Thursday, October 27, 2016

Spanish firm Telefonica cuts dividend to accelerate reduction of the debt – to- Journal Management

Telefónica, who had said before that it would adhere to its plans to pay 0.75 euro per share dividend for the 2016, said it will cut the dividend to 0.55 euros per share in 2016.

Madrid (Reuters).- The telecommunications group Spanish Telefonica, under pressure to trim its debt after the sale of your business british O2 was blocked by regulators, said today that it will cut its dividend this year and next year.
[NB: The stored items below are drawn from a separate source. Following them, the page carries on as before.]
Issue #339, opened 2022-05-31
Add DRAEM Model


djdameln:
Add DRAEM model implementation
https://paperswithcode.com/paper/draem-a-discriminatively-trained

PR #344, opened 2022-06-02
Add DRAEM Model

djdameln:
# Description

- Adds model implementation of [DRAEM](https://arxiv.org/pdf/2108.07610v2.pdf).

- Fixes https://github.com/openvinotoolkit/anomalib/issues/339

## Known issues:

- Benchmarking results are not yet available. This algorithm is pretty slow (a few hours per training run), so it will take some time before I manage to collect the numbers for all categories.
- I'm using borrowed code for the Perlin noise generation. This module is a bit messy and will need to be refactored in the future.

## Questions/Discussion:

- I feel that the augmenter class in `anomalib/models/draem/augmenter.py` could be useful for other models as well. We could consider moving it to `components`
- I ran into some problems with the pre-processor, because it assumes that we always want to normalize the input images to the ImageNet stats. For DRAEM this was not the case. It would be good to revisit this.

## Changes

## Checklist


anomalib/models/draem/augmenter.py
```diff
@@ -0,0 +1,150 @@
...
+            iaa.pillike.EnhanceSharpness(),
+            iaa.AddToHueAndSaturation((-50, 50), per_channel=True),
+            iaa.Solarize(0.5, threshold=(32, 128)),
+            iaa.Posterize(),
+            iaa.Invert(),
+            iaa.pillike.Autocontrast(),
+            iaa.pillike.Equalize(),
+            iaa.Affine(rotate=(-45, 45)),
+        ]
+        self.rot = iaa.Sequential([iaa.Affine(rotate=(-90, 90))])
```
samet-akcay, line 53: Is it possible to use `albumentations` library instead of `imgaug`? They are similar libraries, would be good to use one of them for consistency

djdameln: I agree. I tried rewriting this with albumentations, but some of these transforms are not available in the albumentations package. For reproducibility I decided to keep imgaug for now. I don't expect it to lead to significant performance drop if we omit or replace some of these transforms, but it would be good to verify this first.

anomalib/models/draem/augmenter.py
```diff
@@ -0,0 +1,150 @@
...
+
+        # Apply perturbations batch wise
+        beta = torch.rand(batch_size) * 0.8
+        beta = beta.view(batch_size, 1, 1, 1).expand_as(batch).to(batch.device)
+
+        augmented_batch = batch * (1 - masks) + (1 - beta) * perturbations + beta * batch * (masks)
+
+        # for i in range(batch_size):
+        #     cv2.imshow("aug", augmented_batch[i].permute(1, 2, 0).cpu().numpy())
+        #     cv2.waitKey(0)
```
samet-akcay, line 148: Is this a leftover?

anomalib/models/draem/augmenter.py
```diff
@@ -0,0 +1,150 @@
...
+
+    Args:
+        anomaly_source_path (Optional[str]): Path to a folder of images that will be used as source of the anomalous
+        noise. If not specified, random noise will be used instead.
+    """
+
+    def __init__(self, anomaly_source_path: Optional[str] = None):
+
+        if anomaly_source_path is not None:
+            self.anomaly_source_paths = sorted(glob.glob(anomaly_source_path + "/**/*.jpg", recursive=True))
```
samet-akcay, line 37: Not sure if I understand this. Why does this search for jpg images?

anomalib/models/draem/config.yaml
```diff
@@ -0,0 +1,102 @@
...
+    apply: false
+    tile_size: null
+    stride: null
+    remove_border_count: 0
+    use_random_tiling: False
+    random_tile_count: 16
+
+model:
+  name: draem
+  anomaly_source_path: null # optional, e.g. ./datasets/dtd
```
samet-akcay, line 25: What is dtd? Does this make `dataset` section above obsolete?

anomalib/models/draem/lightning_model.py
```diff
@@ -0,0 +1,125 @@
+"""DRÆM – A discriminatively trained reconstruction embedding for surface anomaly detection.
+
+Paper https://arxiv.org/abs/2108.07610
+"""
+
+# Copyright (C) 2020 Intel Corporation
```
samet-akcay, line 6: 2022. Also same as above. i'd prefer using the shorter license header

anomalib/models/draem/lightning_model.py
```diff
@@ -0,0 +1,125 @@
...
+        input_image = batch["image"]
+        # Apply corruption to input image
+        augmented_image, anomaly_mask = self.augmenter.augment_batch(input_image)
+        # Generate model prediction
+        reconstruction, prediction = self.model(augmented_image)
+        # Compute loss
+        l2_loss = self.l2_loss(reconstruction, input_image)
+        ssim_loss = self.ssim_loss(reconstruction, input_image)
+        focal_loss = self.focal_loss(prediction, anomaly_mask)
+        loss = l2_loss + ssim_loss + focal_loss
```
samet-akcay, line 78: Would it be possible to have a Loss class similar to other algos, where we would have all these different losses as attributes?

anomalib/models/draem/loss.py
```diff
@@ -0,0 +1,204 @@
...
+from math import exp
+
+import numpy as np
+import torch
+import torch.nn.functional as F
+from torch import Tensor, nn
+
+
+class FocalLoss(nn.Module):
+    """Copy from: https://github.com/Hsuxu/Loss_ToolBox-PyTorch/blob/master/FocalLoss/FocalLoss.py.
```
samet-akcay, line 23: Please keep in mind that, for each 3rd party component we use, we need to add to `third-party-components.txt` in the main root

anomalib/models/draem/loss.py
```diff
@@ -0,0 +1,204 @@
...
+
+from math import exp
+
+import numpy as np
+import torch
+import torch.nn.functional as F
+from torch import Tensor, nn
+
+
+class FocalLoss(nn.Module):
```
samet-akcay, line 22: Would be good to annotate the arguments here in the methods of this class.

samet-akcay (changes requested):

anomalib/models/draem/loss.py
ashwinvaidya17, line 22: Have you experimented with torchvision's focal loss? While the implementation looks different, the linked repo and torchvision use it for RetinaNet. So replacing it might work. Not completely sure though.

anomalib/models/draem/loss.py
```diff
@@ -0,0 +1,204 @@
...
+        ret = ssim_map.mean()
+    else:
+        ret = ssim_map.mean(1).mean(1).mean(1)
+
+    if full:
+        return ret, cs
+    return ret, ssim_map
+
+
+class SSIM(torch.nn.Module):
```
ashwinvaidya17, line 179: I think we should consider having a folder for losses in components. Also, interestingly kornia has ssim loss https://kornia.readthedocs.io/en/latest/losses.html?highlight=loss#kornia.losses.ssim_loss. Maybe we can experiment using that implementation as we use it as our dependency.

ashwinvaidya17 (changes requested):
Thanks! I have gone through my first round of review.

anomalib/models/draem/augmenter.py
```diff
@@ -0,0 +1,150 @@
...
+        else:  # if no anomaly source is specified, we use the perlin noise as anomalous source
+            anomaly_source_img = np.expand_dims(perlin_noise, 2).repeat(3, 2)
+            anomaly_source_img = (anomaly_source_img * 255).astype(np.uint8)
+
+        # Augment anomaly source image
+        aug = self.rand_augmenter()
+        anomaly_img_augmented = aug(image=anomaly_source_img)
+
+        # Create anomalous perturbation that we will apply to the image
+        perturbation = anomaly_img_augmented.astype(np.float32) * mask / 255.0
```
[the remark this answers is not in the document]
djdameln: We only apply the augmentations during training. The training set only consists of normal images, so we will never augment an anomalous image. During testing/inference we just use the original images, both normal and anomalous, without augmentation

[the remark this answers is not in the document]
ashwinvaidya17: Then anomaly source path might be bit confusing. Also, do we need to pass dataset path? Can't we only stick to augmenting the input batch. The model does this for now 
image

anomalib/models/draem/augmenter.py
djdameln: See my comment in the other thread. I'll make this more flexible by adding different image extensions.

anomalib/models/draem/augmenter.py
djdameln: yep

anomalib/models/draem/config.yaml
djdameln: It's not the most easily digestible algorithm. It would probably be good to add a few sentences explaining this anomaly source dataset in the readme of the draem module.

djdameln: These are some examples of simulated anomalies, clearly showing the carried over textures of the original source images.

Screenshot from 2022-06-03 16-46-15
Screenshot from 2022-06-03 16-45-59
Screenshot from 2022-06-03 16-45-29

samet-akcay: This is a bit similar to our algo in nous. 

https://scholar.google.com/citations?view_op=view_citation&hl=en&user=SVpL2VMAAAAJ&cstart=20&pagesize=80&citation_for_view=SVpL2VMAAAAJ:AHdEip9mkN0C

anomalib/models/draem/loss.py
```diff
@@ -0,0 +1,29 @@
...
+    The total loss consists of the sum of the L2 loss and Focal loss between the reconstructed image and the input
+    image, and the Structural Similarity loss between the predicted and GT anomaly masks.
+    """
+
+    def __init__(self):
+        super().__init__()
+
+        self.l2_loss = nn.modules.loss.MSELoss()
+        self.focal_loss = FocalLoss(alpha=1, reduction="mean")
+        self.ssim_kornia_loss = SSIMLoss(window_size=11)
```
samet-akcay, line 22: Is it needed to emphasize the kornia in the variable? Why not just `self.ssim_loss`?

anomalib/models/draem/LICENSE
```diff
@@ -0,0 +1,29 @@
...
+    The above copyright notice and this permission notice shall be included in all
+    copies or substantial portions of the Software.
+
+    THE SOFTWARE IS PROVIDED "AS IS", WITHOUT WARRANTY OF ANY KIND, EXPRESS OR
+    IMPLIED, INCLUDING BUT NOT LIMITED TO THE WARRANTIES OF MERCHANTABILITY,
+    FITNESS FOR A PARTICULAR PURPOSE AND NONINFRINGEMENT. IN NO EVENT SHALL THE
+    AUTHORS OR COPYRIGHT HOLDERS BE LIABLE FOR ANY CLAIM, DAMAGES OR OTHER
+    LIABILITY, WHETHER IN AN ACTION OF CONTRACT, TORT OR OTHERWISE, ARISING FROM,
+    OUT OF OR IN CONNECTION WITH THE SOFTWARE OR THE USE OR OTHER DEALINGS IN THE
+    SOFTWARE.
```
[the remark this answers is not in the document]
djdameln: I believe it is required to include the full text of the license when sublicensing MIT.
"The above copyright notice and this permission notice shall be included in all copies or substantial portions of the Software."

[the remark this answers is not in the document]
samet-akcay: Ah I see. My bad

samet-akcay (approved):
Thanks!

anomalib/models/draem/perlin.py
```diff
@@ -0,0 +1,134 @@
+"""Helper functions for generating Perlin noise."""
```
ashwinvaidya17, line 1: Can we move augmenter.py, perlin.py and loss.py to `components/` folder? This way we can keep the root directory clean.

anomalib/models/draem/torch_model.py
```diff
@@ -0,0 +1,495 @@
...
+# Original Code
+# Copyright (c) 2021 VitjanZ
+# https://github.com/VitjanZ/DRAEM.
+# SPDX-License-Identifier: MIT
+#
+# Modified
+# Copyright (C) 2022 Intel Corporation
+# SPDX-License-Identifier: Apache-2.0
+
+# pylint: disable=invalid-name
```
ashwinvaidya17, line 12: Why is this added here?

anomalib/models/draem/torch_model.py
```diff
@@ -0,0 +1,495 @@
...
+        in_channels (int): Number of input channels.
+        out_channels (int): Number of output channels.
+        base_width (int): Base dimensionality of the layers of the autoencoder.
+    """
+
+    def __init__(self, in_channels: int = 3, out_channels: int = 3, base_width: int = 64, out_features: bool = False):
+        super().__init__()
+        self.encoder_segment = EncoderDiscriminative(in_channels, base_width)
+        self.decoder_segment = DecoderDiscriminative(base_width, out_channels=out_channels)
+        # self.segment_act = torch.nn.Sigmoid()
```
ashwinvaidya17, line 87: Leftover?

anomalib/models/draem/perlin.py
djdameln: How about a `utils` directory? It would be more consistent with how we've structured the PatchCore directory. We could then use this convention for other models as well.

anomalib/models/draem/torch_model.py
djdameln: The torch model uses some single letter variable names, e.g. `def forward(x):`. Similar to FastFlow, we could refactor this later.

ashwinvaidya17: Can't we just replace it with batch? Otherwise it might be too many todos for the future

ashwinvaidya17 (approved):
Thanks for the changes!

samet-akcay (approved):

samet-akcay (changes requested):
We need to update
https://github.com/openvinotoolkit/anomalib/blob/development/third-party-programs.txt file

samet-akcay (approved):

hihunjin:
@samet-akcay  Hi. Thanks for your implementation. Did you experiment this model on the whole MVTec AD datasets? If so, please share them.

Telephone, who had previously said that they would adhere to their plans to pay 0.75 euro per share dividend for the 2016, said it will cut the dividend to 0.55 euros per share in 2016 and 0.40 euros per share against the earnings from 2017.

The firm said that the cuts in dividends are intended to accelerate your debt reduction plan.

"we will Continue to monitor the process of deleveraging of the Phone. The cut of the dividend announced today is really another step toward preserve cash and reduce debt," said the analyst of Moody’s, Carlos Winzer.

revenues of Telephone amounted to 13,080 million euros (US$ 14,270 million) in the third quarter, slightly above a forecast average of 13,070 million euros obtained in a survey by Reuters among analysts.

The firm posted a profit structural (EBITDA) of 4,200 million euros in the quarter, above a forecast of 4,070 million euros.

In the list of divestitures in addition to the already well-known O2 and Telxius, returns to arise in Mexico, where the president of Telefónica, José María Álvarez Pallete, said to be analyzing alternatives.

"Our decision will depend on how to evolve the market. We don’t see it as a market-rational", explained the president of the group.